PR #32572, opened 2022-09-08
Avoid `xxmr2d:out of memory` error for scalapack-2.2.0

DeeliN221:
In file `scalapack-2.2.0/REDIST/SRC/pgemraux.c`, change variable n type from `Int` to `long long`,  so that `xxmr2d:out of memory` can be avoid.

The created patch file was simply generated by:

$ diff `old_pgemraux.c` `new_pgemraux.c`

Further modification may be made to complete this fix.

### DIFF
--- a/var/spack/repos/builtin/packages/netlib-scalapack/mr2d_malloc-memory.patch
+++ b/var/spack/repos/builtin/packages/netlib-scalapack/mr2d_malloc-memory.patch
@@ -1,0 +1,4 @@
+108c108
+< mr2d_malloc(Int n)
+---
+> mr2d_malloc(long long n)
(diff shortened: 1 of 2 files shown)


alalazo:
@spackbot fix style

alalazo (changes requested):
There are flake 8 errors that our bot cannot fix. Could you take care of them?

DeeliN221:
> There are flake 8 errors that our bot cannot fix. Could you take care of them?

@alalazo Hi, I am not sure about the details, could you take a look and tell me what should I do to fix problems if there is any.

alalazo (commented):
There are failures in our build pipelines to be fixed as well, before this can be considered. For instance: https://gitlab.spack.io/spack/spack/-/pipelines/172901/failures

PR #32573, opened 2022-09-08
ci: avoid running coverage on package only PRs

alalazo:


tgamblin (dismissed):

alalazo:
Thanks for approving @tgamblin For reference, it seems required status checks that are skipped are considered as passed.

Screenshot from 2022-09-08 13-11-58

michaelkuhn (dismissed):

alalazo:
@spackbot run pipeline

trws (approved):
We have a few followup items for other PRs, but this is GTG.

PR #32574, opened 2022-09-08
py-cython: add 0.29.32

michaelkuhn:
This version is required by py-pandas@1.4.4. The missing version causes the concretizer to pick an old version that doesn't work.


adamjstewart:
> This version is required by py-pandas@1.4.4.

@alalazo why didn't the package audits catch this?

adamjstewart (approved):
----------------
[What the task asks]: Could you give the number of lines in the entries that contain the string "them"? Only the number, please.

[Answer to this problem]: 2